Los chinos inventaron la pólvora y se divertían con sus fuegos artificiales. Occidente desarrolló su función bélica y Alfred Nobel, el mismo que da nombre a premios científicos y pacifistas, la transformó en dinamita. Los cohetes chinos estaban pensados para asombrar en fiestas y ferias, ahora acojonan al planeta con su basura espacial. Cosas de la espantosa revolución comunista (¡Groucho, Groucho, Karl es el error!) y la patada de kung fu a las abusonas potencias coloniales. Se cumple así la profecía de Napoleón: «China es un dragón dormido. Cuando despierte el mundo temblará».
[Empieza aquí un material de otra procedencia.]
PR #2580, opened 2026-06-03
feat: agent-type OCI downloader [NR-568047]

sigilioso:
## Summary

First step to implement support for remote registries for Agent Types. Adds the ability to fetch agent-type definitions from an OCI registry directly into memory, with optional Cosign signature verification. Keeping the artifact in memory (instead of writing to disk) means resolution does not depend on a writable filesystem location, which matters on Kubernetes (read-only root fs, ephemeral storage).

## Notes for reviewers

- The `ManifestArtifactType::AgentType` / `LayerMediaType::AgentType` constants already existed; this PR adds the consumer-side validation/extraction.
- When signature verification is enabled but no `public_key_url` is configured, the download proceeds unverified (logs a warning). This is intentional and matches the existing package downloader behavior; a test now locks in that fail-open path.
- The **in-memory** pull_blob adds a cap size to prevent downloading too big Agent Type definitions (mis-configured or malicious).

## Out of scope

- The new code isn't wire-up yet, this will be addressed in a follow-up PR, when introducing the the remote registry implementation.


sigilioso:
I've just converted it to draft because we need to consider the k8s use case and maybe relying on the filesystem is not the best approach.

sigilioso:
Now it is updated and ready to review.

agent-control/src/agent_type/oci/downloader.rs
```diff
@@ -0,0 +1,331 @@
...
+        public_key_url: &Url,
+    ) -> Result<Reference, OCIAgentTypeDownloaderError> {
+        self.client
+            .verify_signature(reference, public_key_url, &self.auth)
+            .map_err(|err| OCIAgentTypeDownloaderError(err.to_string()))
+    }
+
+    /// Pulls the manifest, validates it is an agent type artifact, pulls its single layer into
+    /// memory and returns the agent type definition it contains.
+    fn download_definition(
```
danielorihuela, line 143: I see this downloader is the equivalent of the `OCIArtifactDownloader`. The only difference is that we use `pull_blob` instead of `pull_blob_to_file`.

However, how you thought about doing a refactor after that PR or somewhere in the future?

The agent type is just another `Oci`.

```rust
pub struct Oci {
    pub repository: Repository,
    pub version: Version,
    pub public_key_url: Option<Url>,
}
```

We could have another abstraction. Imagine the following.

`OCIAgentTypeDownloader` -> `OciArtifactDownloader` -> `oci::Client`
`OCIAgentDownloader`         -> `OciArtifactDownloader` -> `oci::Client`

The lower layer implements communication with OHI.
The second layer implements all high level workflows.
The top layer is just a wrapper to make our life easier.

We could even do a separated crate for the `OciArtifactDownloader` and have the wrappers in AC. Just to be clear. I think this is all too much and not worth it, having two downloaders is easy enough.

danielorihuela: I changed my opinion, I think it's worth it if we have time.
In that extra abstraction we can test all the attacks, `toctou` and `mitm` and be sure that no downloader has vulnerabilities now or in the future.

agent-control/src/agent_type/oci/downloader.rs
```diff
@@ -0,0 +1,331 @@
...
+        ]);
+        let tar_gz = tar_gz_with_definition(&format!("{TAG}.yaml"), DEFINITION);
+        let server = FakeOciServer::new(REPOSITORY, TAG)
+            .with_artifact_type(&ManifestArtifactType::AgentType.to_string())
+            .with_layer(&tar_gz, &LayerMediaType::AgentType.to_string())
+            .with_signature(&key_pair)
+            .build();
+
+        let downloader =
+            create_downloader(server.registry(), true, Some(jwks_server.url), 1024 * 1024);
```
danielorihuela: Nit: Constant shared across tests for magic number

agent-control/src/agent_type/oci/downloader.rs
```diff
@@ -0,0 +1,331 @@
...
+    /// Downloads the agent type artifact at `<registry>/<repository>:<tag>`.
+    ///
+    /// If signature verification is enabled and a `public_key_url` is configured, it first verifies
+    /// the artifact's signature and then downloads the artifact that was verified (identified by
+    /// `digest`, to assure the artifact downloaded is the one verified).
+    ///
+    /// On failure the operation is retried as configured; if all attempts are exhausted it returns
+    /// an error.
+    fn download(&self, tag: &str) -> Result<Vec<u8>, OCIAgentTypeDownloaderError> {
+        retry(self.max_retries, self.retry_interval, || {
```
danielorihuela, line 68: Nit: A `debug` indicating here the repository and tag might help detect if we are using a mirror and which version we are trying to use.

agent-control/src/agent_type/oci/downloader.rs
```diff
@@ -0,0 +1,331 @@
...
+            signature_verification_enabled,
+            public_key_url,
+            max_retries: DEFAULT_RETRIES,
+            retry_interval: Duration::default(),
+            max_size_bytes,
+        }
+    }
+
+    /// Returns a new downloader with the provided retry configuration.
+    pub fn with_retries(self, retries: usize, retry_interval: Duration) -> Self {
```
gsanchezgavier, line 108: dead code? if we are not setting retries i would remove all this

El cohete que paralizó el tráfico aéreo terminó cayendo en la inmensidad del Pacífico, que es donde se despeñan casi siempre (cuestión de estadística) o al menos eso nos dicen. Si llega a precipitarse en el Mare Nostrum, provoca un tsunami. La alerta máxima duró una mañana y la mayoría de ibicencos ni se enteró. Para mí fue un pretexto magnífico para mezclar un temprano palo con ginebra. Cuestión de personalidad a la hora de afrontar el apocalipsis.
La basura espacial sigue la excusa del científico alemán Werner von Braun, el mismo que decía ser responsable de hacer volar sus cohetes, pero no de dónde caían. Tras la II Guerra Mundial fue captado (valga el eufemismo) por los americanos antes que por los soviéticos, y revolucionó tanto la NASA como el ámbito de los electrodomésticos.
Tras las dudas razonables sobre el virus que pudo escaparse de un laboratorio de máxima seguridad, vuelven a caer toneladas de chatarra china sin control alguno. Ahora proyectan -y no es coña- una orgía de monos en el espacio. Han cambiado a Confucio por Fausto.